I have always questioned where my rights ended and others began. You want to play your music loud, louder and loudest and employ woofers that could create a sonic wave strong enough to knock a fighter jet out of the sky. At what point do I get to ask you to turn it down? More to my point – as I have viewed and read the comments on social media or had discussions with friends, I have been both shocked and appalled at some people’s venom when it comes to OTHER people’s rights. “Some people,” along with everyone else, have those pesky First Amendment rights whether we agree with the “connerie” people might be spouting or not. They have the right to say anything hurtful short of “Fire” in a crowded theater, I guess. They do have the right to call me a stupid asshole just like I have the right to unfriend them on social media which I didn’t but probably should have. One question I have not answered is why if you have the same rights as I have, why does it remove my rights if you are insured of your rights?

As the debate over “rights” raged, I am thankful for the grace shown by the families of the “Emmanuel Nine” and for most of South Carolina. Dylann Roof was definitely one of those “Baby Ruths” in the pool. He has given us an opportunity to examine how dirty and polluted the “societal” water was before he climbed into the pool. I hope it will give us the opportunity to drain his pool and fill it with clear and pure water. I would settle for just potable.
It is true that the Battle Flag of the Army of Northern Virginia did not pull the trigger that took those nine lives. Dylann Roof killed them and we do not need to place the blame on “that flag” nor should we place it on the gun he did it with or the fact that gays have the right to a civil marriage or that I must have the right to go deer hunting with an AK47. (Sorry, I could not help myself!) We do, however, need to place the blame on those who hijacked the Battle Flag and turned it into a symbol of hate and created a fertile garden of prejudice and racism for Roof to grow in. That would be people just like me.
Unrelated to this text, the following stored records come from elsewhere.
PR #1669, opened 2025-06-12
[17.0][FIX] mail_activity_team: open team activities from systray

StefanRijnhart:
_To Reproduce_

1. Create an activity for a team of the current user but with no specific user of for another user in the team.
2. Go to the systray activity widget. Switch to tab Team Activities.
3. Click on `1 Future`.

_Actual outcome_

The activity kanban view opens without any records.

_Expected_ behavior_

The activity kanban view opens with the team activity that was created in step 1.

_Technical description of the fix_

The systray widget will open the view with a domain that selects the users's activities. Thanks to a context key that is already set, we can intercept the domain and replace it with a domain on the user's teams' activities.

Backported from https://github.com/OCA/mail/pull/38

### DIFF
--- a/mail_activity_team/models/mail_activity_mixin.py
+++ b/mail_activity_team/models/mail_activity_mixin.py
@@ -98,3 +98,27 @@ class MailActivityMixin(models.AbstractModel):
                 ),
                 False,
             )
+
+    @api.model
+    def web_search_read(
+        self, domain, specification, offset=0, limit=None, order=None, count_limit=None
+    ):
+        # Intercept the queries from the systray widget and apply team search.
+        # This allows the frontend widget to direct the user to their team activities
+        # Late/Today/Future.
+        if self.env.context.get("team_activities"):
+            orig_domain = domain
+            domain = []
+            for clause in orig_domain:
+                if isinstance(clause, list | tuple) and clause[0] == "activity_user_id":
+                    domain.append(("activity_team_user_ids", clause[1], clause[2]))
+                else:
+                    domain.append(clause)
+        return super().web_search_read(
+            domain,
+            specification,
+            offset=offset,
+            limit=limit,
+            order=order,
+            count_limit=count_limit,
+        )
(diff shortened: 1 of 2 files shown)


hbrunn (approved):

piotrhaya:
@StefanRijnhart Why this is in pending for so long ? Its hard to notice that fix is ready and because of that I managed to create own fix in JS (activity_menu.esm.js).
I'll leave here parts of the code to add, maybe it will come in handy someday :)
import { Domain } from "@web/core/domain";

    openActivityGroup(group, filter = "all") {
        if (this.env.services.user.context.team_activities === true) {
            document.body.click(); 
            const context = {
                force_search_count: 1,
            };

            if (filter === "all") {
                context["search_default_activities_overdue"] = 1;
                context["search_default_activities_today"] = 1;
            }
            else if(filter === "overdue"){
                context["search_default_activities_overdue"] = 1;
            }
            else if(filter === "today"){
                context["search_default_activities_today"] = 1;
            }
            else if(filter === "upcoming_all"){
                context["search_default_activities_upcoming_all"] = 1;
            }
            
            let domain = [["activity_team_user_ids", "in", [this.userId]]];
            if (group.domain) {
                domain = Domain.and([domain, group.domain]).toList();
            }
            const views = this.availableViews(group);

            this.action.doAction(
                {
                    context,
                    domain,
                    name: group.name,
                    res_model: group.model,
                    search_view_id: [false],
                    type: "ir.actions.act_window",
                    views,
                },
                {
                    clearBreadcrumbs: true,
                    viewType: group.view_type,
                }
            );
        
        } else {
           return super.openActivityGroup(group, filter);
        }
    },

StefanRijnhart:
@piotrhaya  This PR does not have the required number of approvals yet. It would be great if you could check that my solution is working for you. Then you can approve this PR, and that means we may get this PR merged.

piotrhaya:
@StefanRijnhart I tested this, it works as expected. Unfortunately I am not OCA member I don't have rights to approve it, sorry

StefanRijnhart:
@piotrhaya Thanks for checking! Review is not restricted to OCA members. You can go to the `Files changed` tab, then click Review -> Approved.

piotrhaya (approved):

PR #1547, opened 2025-01-16
[17.0][mig] mail_attach_existing_attachment_account

damdam-s:

PR #1672, opened 2025-06-20
[17.0][MIG] mail_attach_existing_attachment_account: Migration to 17.0

carlos-lopez-tecnativa:
Supersedes https://github.com/OCA/social/pull/1547
TT56840

@Tecnativa @pedrobaeza @victoralmau @alexandregaldeano @petrus-v could you please review this?


pedrobaeza:
Clicking on "Send & print", I don't get the attachment that already exists:

imagen

carlos-lopez-tecnativa:
> Clicking on "Send & print", I don't get the attachment that already exists:
> 
It should be resolved once this PR is merged: https://github.com/odoo/odoo/pull/215420.
The reason is that `ir.attachment` filters records with `res_field=False`, see [this line](https://github.com/odoo/odoo/blob/d86409d93e096126b32cbb35f442db332628375d/odoo/addons/base/models/ir_attachment.py#L532).
However, these attachments have that field filled, so in order to skip that domain, it is necessary to pass the `skip_res_field_check` key in the context.
But the `many2many_checkboxes` widget does not support context until the related PR is merged.
Note: This only occurs with attachments generated by Odoo using mail templates. If you upload an attachment manually, it is retrieved correctly.

pedrobaeza (approved):
Then it's something outside the module itself.

victoralmau (approved):

alexandregaldeano (approved):
LGTM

I was born in South Carolina in 1950 and was taught both the heritage and the hate. I was born just two years after Strom Thurmond’s bid for the presidency running as a Dixiecrat, the party of segregation. The Dixiecrats might have been the first to hijack the flag as they rallied round the Battle Flag while playing “Dixie” during their convention. Prior to that time, for over eighty years, the Battle Flag had rarely been seen, used only at parades or memorials and the like, in other words, just as it should have been, the way Robert E. Lee would have wanted and not a symbol of racial hatred. After 1948 it became much more than a symbol of heritage and I lived through it all, seeing the efforts to keep African-Americans segregated after Brown replaced Plessey in 1954. I saw it all on my little black and white with Walter Cronkite. I heard it in church and in school but, fortunately, I did not hear it at my parent’s knee. I saw it in “Whites Only” restaurants or restrooms. I saw the burning of crosses and Freedom Rider buses, The Little Rock Nine, The Greensboro Four, “Bombingham,” fire hoses and police dogs in Selma and an assassination or ten.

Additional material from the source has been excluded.